In computing, a sink,  or data sink generally refers to the destination of data flow.

The word sink has multiple uses in computing. In software engineering, an event sink is a class or function that receives events from another object or function, while a sink can also refer to a node of a directed acyclic graph with no additional nodes leading out from it, among other uses.

In software engineering 

An event sink is a class or function designed to receive incoming events from another object or function. This is commonly implemented in C++ as callbacks.
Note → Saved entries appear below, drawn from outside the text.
PR #737, opened 2026-01-10
Pin extension_ci_tools to 1.4 in 1.4 branch

staticlibs:
Due to the integration of duckdb/duckdb#19415 and
duckdb/extension-ci-tools#276 the `1.4-andium` branch of Spatial extension can no longer be built with `main` branch of `extension-ci-tools`.

This PR pins the version of `extension-ci-tools` used for CI builds. It should fix the following build problem on Windows:

```
error LNK2038: mismatch detected for 'RuntimeLibrary': value 'MT_StaticRelease' doesn't match value 'MD_DynamicRelease'
```

Ref: duckdblabs/duckdb-internal#2036

### DIFF
--- a/.github/workflows/MainDistributionPipeline.yml
+++ b/.github/workflows/MainDistributionPipeline.yml
@@ -25,20 +25,20 @@ concurrency:
 jobs:
   duckdb-latest-build:
     name: Build extension binaries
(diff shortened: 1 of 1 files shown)


Maxxen:
Thanks a ton!

PR #743, opened 2026-01-18
Add debug build to spatial CI

carlopi:
Attempt at checking whether this separate configuration would help catch CI issues.

Open questions:
1. does it work, as in actually expand what's tested?
2. does it make so the uploaded extensions will be mixed up?

Second one is the most problematic, since it can introduce a new class of issues, to be reviewed properly after CI goes through.


Maxxen:
Do we have any idea why the CI fails? It seems like the musl run is not using VCPKG properly?

Maxxen:
We now run relassert builds instead, so closing this.

Issue #729, opened 2025-12-20
Please standardize file access and basic capabilities


quillaja:
Various file formats should be able to be opened using the same syntax. Also `ST_Read_Meta` fails in various ways on different formats.

System: 
- using cli: `DuckDB v1.4.3 (Andium) d1dc88f950`; Windows 11 amd64/x64
- using api: DuckDB.NET v1.4.3 on .NET 10

(geo)parquet - `ST_Read_Meta` **crashes**
```sql
FROM 'some_data.parquet'; -- works
FROM ST_Read('some_data.parquet'); -- does NOT work, error
FROM read_parquet('some_data.parquet'); -- works
```

geopackage - `ST_Read_Meta` works
```sql
FROM 'some_data.gpkg'; -- works
FROM ST_Read('some_data.gpkg'); -- works
```

geodatabase - `ST_Read_Meta` does not crash but does return 0 rows
```sql
FROM 'some_data.gdb'; -- does NOT work, error
FROM ST_Read('some_data.gdb'); -- works
```

shapefile - `ST_Read_Meta` works
```sql
FROM 'some_data.shp'; -- works
FROM ST_Read('some_data.shp'); -- works
```

Maxxen:
Hello!
This is expected behavior. 
The `parquet` reading capabilities are not part of `spatial`, but the `parquet extension, and so require different functions to access.

ST_Read itself wraps GDAL, but the underlying format drivers that GDAL use all vary widely in their capabilities, and so making sure they all output the same information from e.g. `ST_Read_Meta` is difficult.

As for the shorthand `select * from 'string.file_format'` syntax, again, we only support that for a handful of specific formats. GeoDatabase should maybe be added there, but the GeoDatabase driver is itself not super smooth IMO and so you probably want to pass some options when reading through it, and so are better off calling `ST_Read`.

https://duckdb.org/docs/stable/core_extensions/spatial/functions#st_read

> The following formats are currently recognized by their file extension:

|Format | Extension|
|-- | --|
|ESRI ShapeFile | .shp|
|GeoPackage | .gpkg|
|FlatGeoBuf | .fgb|

Issue #544, opened 2025-04-14
calling st_read_meta() crash duckdb


nmatton:
When calling the st_read_meta function, duckdb crash silently and no output is returned.

**How to reproduce :**

1/ Creating a sample parquet file:

```python
import geopandas as gpd
from shapely.geometry import Point, Polygon
print(f"Création d'un fichier GeoParquet d'exemple : {file_path}")
data = {
    'id': [1, 2, 3, 4],
    'nom': ['Paris', 'Lyon', 'Parc_Naturel', 'Zone_Inondable'],
    'type': ['Ville', 'Ville', 'Parc', 'Zone'],
    'population': [2141000, 513275, None, None],
    'geometry': [
        Point(2.3522, 48.8566), # near Paris
        Point(4.8357, 45.7640), # near Lyon
        Polygon([(5.0, 44.0), (6.0, 44.0), (6.0, 45.0), (5.0, 45.0)]), 
        Polygon([(1.0, 48.0), (3.0, 48.0), (2.5, 49.5), (1.5, 49.0)]) 
    ]
}
gdf = gpd.GeoDataFrame(data, crs="EPSG:4326") # WGS84
gdf.to_parquet(file_path)
```

2/ call the `st_read_meta` function on a duckdb instance :

```bash
 ~/>duckdb
v1.1.3 19864453f7
Enter ".help" for usage hints.
Connected to a transient in-memory database.
Use ".open FILENAME" to reopen on a persistent database.
D INSTALL spatial;
D LOAD spatial;
D SELECT * FROM st_read_meta('sample_data.parquet');
 ~/>
```

Maxxen:
ST_Read_Meta doest not work with parquet files. You should use the `parquet_metadata` or `parquet_kv_metadata` functions. 

Regardless, this should probably not crash. Ill look into it!

Issue #45, opened 2023-04-11
How to query a layer of OpenFileGDB dataset?


aborruso:
Hi,
I have a multilayer OpenFileGDB file. Its name is simple.gdb.
If I run

```
select * from st_read('simple.gdb') limit 10;
```

I have the first ten records. How to read what's the layer name of these 10 records?

How to query only the layer "lorermIpsum"?
I have tried 

```
select * from st_read('simple.gdb lorermIpsum') limit 10;
```

but it does not work.

Thank you

blackrez:
It is related to https://github.com/duckdblabs/duckdb_spatial/issues/36.

stev-0:
It looks to me like it's implemented in the code which calls GDAL:
https://github.com/duckdblabs/duckdb_spatial/blob/main/spatial/src/spatial/gdal/functions/st_read.cpp#L169-L197

but not yet implemented in the duckdb binding code - there is no `layer` option:

https://github.com/duckdblabs/duckdb_spatial/blob/main/spatial/src/spatial/gdal/functions/st_read.cpp#L411

But I'm pretty new to the code so could be wrong.

stev-0:
> It is related to #36.

Not sure it is, in GDAL layers within files are specified as part of the path to the data source, not as an open option.

blackrez:
> > It is related to #36.
> 
> Not sure it is, in GDAL layers within files are specified as part of the path to the data source, not as an open option.

Read this it describe more specially why it reads the first layer : https://github.com/duckdblabs/duckdb_spatial/issues/36#issuecomment-1500277740

Maxxen:
Its an issue on our end, we always open the first layer since we don't have a parameter for the requested layer yet, even though the rest of the code is ready for it.  Ill make a fix for this as soon as I get back on Monday.

aborruso:
It's very important to add support to layer, because a lot of format are dataset, with inside one or more resources: GPKG, FileGDB, OpenFileGDB, ecc..

Maxxen:
As soon as CI passed in #47 I'll merge it.

aborruso:
> As soon as CI passed in #47 I'll merge it.

What will be the syntax to read only the record of one layer?

Will there also be the possibility to read only the list of layers with their geometric typology?

Maxxen:
You can now pass a `st_read('...', layer=<layer_name>)` option to specify which layer.
You can also pass an integer to specify layer by index.
[...]

PR #775, opened 2026-03-18
fix(gdal): st_read_meta returns empty results for /vsi* paths

jatorre:
## Summary

`st_read_meta()` silently returns 0 rows when called with GDAL virtual filesystem paths (`/vsizip/`, `/vsicurl/`, `/vsigs/`, etc.). This is because the `Bind` function uses `MultiFileReader::CreateFileList()` which doesn't understand `/vsi*` prefixes and returns an empty list (masked by `ALLOW_EMPTY`).

This is inconsistent with `st_read()`, which correctly handles `/vsi*` paths by passing them directly to GDAL via `GetPrefix()`.

## The Fix

When the input path starts with `/vsi`, bypass `MultiFileReader` and pass the path directly to GDAL — matching the existing behavior of `st_read()`. Non-`/vsi` paths continue to use `MultiFileReader` for glob expansion.

**Before:**
```sql
-- Returns 0 rows silently
SELECT * FROM st_read_meta('/vsizip//vsicurl/https://example.com/data.zip');
```

**After:**
```sql
-- Returns full metadata (layers, geometry types, CRS, fields)
SELECT * FROM st_read_meta('/vsizip//vsicurl/https://example.com/data.zip');
```

## Root Cause

In `gdal_module.cpp`, the `ST_Read_Meta::Bind` function:

```cpp
const auto mfreader = MultiFileReader::Create(input.table_function);
const auto mflist = mfreader->CreateFileList(context, input.inputs[0], FileGlobOptions::ALLOW_EMPTY);
return make_uniq_base<FunctionData, BindData>(mflist->GetAllFiles());
```

`MultiFileReader::CreateFileList` tries to resolve `/vsizip/...` through DuckDB's VFS layer, fails, and returns an empty list. The `ALLOW_EMPTY` flag suppresses the error.

Meanwhile, `st_read` avoids this by using `GDALClientContextState::GetPrefix()` which already has explicit `/vsi` handling (line 446):

```cpp
if (StringUtil::StartsWith(value, "/vsi")) {
    return value;  // Pass through to GDAL unchanged
}
```

## Use Case

This enables listing layers in remote archives without downloading them:

```sql
-- Discover layers in a remote shapefile zip
SELECT unnest(layers) FROM st_read_meta('/vsizip//vsicurl/https://storage.googleapis.com/bucket/data.zip');

-- Works with signed URLs using the {braces} syntax
SELECT * FROM st_read_meta('/vsizip/{/vsicurl/https://...?X-Goog-Signature=...}/layer.shp');
```

Previously the only workaround was calling `ogrinfo` as an external process, or downloading the file locally first.

## Related Issues

- #45 — Original request for metadata reading (led to `st_read_meta`)
- #729 — Reports `st_read_meta` crashes/returns 0 rows for some formats
- #544 — `st_read_meta()` crash reports

### DIFF
--- a/src/spatial/modules/gdal/gdal_module.cpp
+++ b/src/spatial/modules/gdal/gdal_module.cpp
@@ -1172,6 +1172,17 @@ struct ST_Read_Meta {
 		// TODO: Add metadata, domains, relationships
 
 		// Get the filename list
+		const auto file_name = input.inputs[0].GetValue<string>();
+
+		// If the path starts with /vsi (GDAL virtual filesystem), pass it directly to GDAL.
+		// MultiFileReader doesn't understand /vsizip/, /vsicurl/, etc. and silently returns
+		// an empty file list, causing st_read_meta to return 0 rows.
+		if (StringUtil::StartsWith(file_name, "/vsi")) {
+			vector<OpenFileInfo> files;
+			files.emplace_back(file_name);
+			return make_uniq_base<FunctionData, BindData>(std::move(files));
+		}
+
 		const auto mfreader = MultiFileReader::Create(input.table_function);
 		const auto mflist = mfreader->CreateFileList(context, input.inputs[0], FileGlobOptions::ALLOW_EMPTY);
 		return make_uniq_base<FunctionData, BindData>(mflist->GetAllFiles());


src/spatial/modules/gdal/gdal_module.cpp
```diff
@@ -1172,6 +1172,17 @@ struct ST_Read_Meta {
 		// TODO: Add metadata, domains, relationships
 
 		// Get the filename list
+		const auto file_name = input.inputs[0].GetValue<string>();
```
Maxxen, line 1175: I don't think this will work. One of the things the MultiFileReader abstraction does is add an overload to the table function that also takes VARCHAR[] as the first input. If you pass that here and then try to call GetValue<string>() you will get the string representation of the input list, not an actual path.

jatorre:
Closing in favor of #779, which includes this fix and also adds support for GDAL driver-prefixed URLs (WFS, OAPIF, etc.).

PR #776, opened 2026-03-18
fix(gdal): set traditional GIS axis order when writing with SRS

jatorre:
## Summary

COPY TO with `SRS 'EPSG:4326'` fails for KML (and potentially other drivers that validate coordinates) because GDAL 3.x defaults to authority-compliant axis order (lat, lon) for EPSG:4326, while DuckDB GEOMETRY always stores coordinates in traditional GIS order (lon, lat).

**Before:**
```sql
COPY data TO 'output.kml' WITH (FORMAT GDAL, DRIVER 'KML', SRS 'EPSG:4326');
-- IO Error: Latitude 101.446569 is invalid. Valid range is [-90,90]
```

**After:**
```sql
COPY data TO 'output.kml' WITH (FORMAT GDAL, DRIVER 'KML', SRS 'EPSG:4326');
-- Works correctly
```

## Root Cause

In GDAL 3.x, `OSRSetFromUserInput("EPSG:4326")` creates a spatial reference with authority-compliant axis order — latitude first, longitude second. When GDAL's KML driver receives a geometry with coordinates in (lon, lat) order (as DuckDB always stores them), it interprets the first value as latitude and rejects any longitude > 90° as an invalid latitude.

## The Fix

One line: call `OSRSetAxisMappingStrategy(srs, OAMS_TRADITIONAL_GIS_ORDER)` after setting the SRS from user input. This tells GDAL to expect coordinates in (lon, lat) order, matching DuckDB's internal representation.

This is consistent with how GDAL's own documentation recommends handling the axis order change introduced in GDAL 3.0: https://gdal.org/tutorials/osr_api_tut.html#crs-and-axis-order

## Impact

Affects all COPY TO operations with `SRS` option where the target driver validates coordinate ranges. KML is the most common case, but any driver that checks axis-order-sensitive coordinate bounds would be affected.

The fix has no effect on drivers that don't validate coordinates (like Shapefile, GeoJSON) — they already work correctly because they write coordinates as-is regardless of axis order.

### DIFF
--- a/src/spatial/modules/gdal/gdal_module.cpp
+++ b/src/spatial/modules/gdal/gdal_module.cpp
@@ -1303,14 +1303,6 @@ auto Bind(ClientContext &context, CopyFunctionBindInput &input, const vector<str
 			continue;
 		}
 
-		if (StringUtil::CIEquals("ALWAYS_XY", option.first)) {
-			if (option.second.size() != 1) {
-				throw BinderException("GDAL COPY option 'ALWAYS_XY' only accepts a single value");
-			}
-			result->always_xy = option.second.back().GetValue<bool>();
-			continue;
-		}
-
 		throw BinderException("Unknown GDAL COPY option: '%s'", option.first);
 	}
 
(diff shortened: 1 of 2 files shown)


Maxxen:
Thanks! Could you retarget this to the v1.5 branch?

Maxxen:
I guess this should also be controlled by the "geometry_always_xy" option to not silently break existing workflows.

jatorre:
Thanks @Maxxen! Addressed both points:

1. **Retargeted to `v1.5-variegata`** — rebased on top of the current branch (resolved conflict with the new SRS resolution logic).

2. **Added `ALWAYS_XY` COPY option** — the axis mapping is now controlled by a boolean option that defaults to `true` (since DuckDB GEOMETRY is always lon,lat). Users can opt out with `ALWAYS_XY false` if needed:

```sql
-- Default: traditional GIS order (lon, lat) — fixes KML and similar drivers
COPY t TO 'out.kml' WITH (FORMAT GDAL, DRIVER 'KML', SRS 'EPSG:4326')

-- Opt out: authority-compliant axis order
COPY t TO 'out.kml' WITH (FORMAT GDAL, DRIVER 'KML', SRS 'EPSG:4326', ALWAYS_XY false)
```

Naming follows the existing `always_xy` parameter in `ST_Transform`.

Maxxen:
I don't think it should be a COPY option, there is a global configure option to control this behavior for all cases: https://duckdb.org/2026/03/09/announcing-duckdb-150#breaking-change-flipping-of-axis-order

jatorre:
YEp! Sorry, too much info.

Updated. removed the ALWAYS_XY COPY option and now reading the global geometry_always_xy setting via SpatialSettings::AlwaysXY() instead. 

Also added a warning when the setting isn't configured, same pattern as ST_Transform and the spheroid functions. Let me know if you think is appropiate.

So SET geometry_always_xy = true + COPY TO ... WITH (FORMAT GDAL, DRIVER 'KML', SRS 'EPSG:4326') just works now.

Other object-oriented languages, such as Java and C#, have built-in support for sinks by allowing events to be fired to delegate functions.

Due to lack of formal definition, a sink is often misconstrued with a gateway, which is a similar construct but the latter is usually either an end-point or allows bi-direction communication between dissimilar systems, as opposed to just an event input point . This is often seen in C++ and hardware-related programming , thus the choice of nomenclature by a developer usually depends on whether the agent acting on a sink is a producer or consumer of the sink content.

In graph theory 

In a Directed acyclic graph, a source node is a node (also known as a vertex) with no incoming connections from other nodes, while a sink node is a node without outgoing connections.

Directed acyclic graphs are used in instruction scheduling, neural networks and data compression.

In stream processing 

In several computer programs employing streams, such as GStreamer, PulseAudio, or PipeWire, a source is the starting point of a pipeline which produces a stream but does not consume any, while a sink is the end point which accepts a stream without producing any.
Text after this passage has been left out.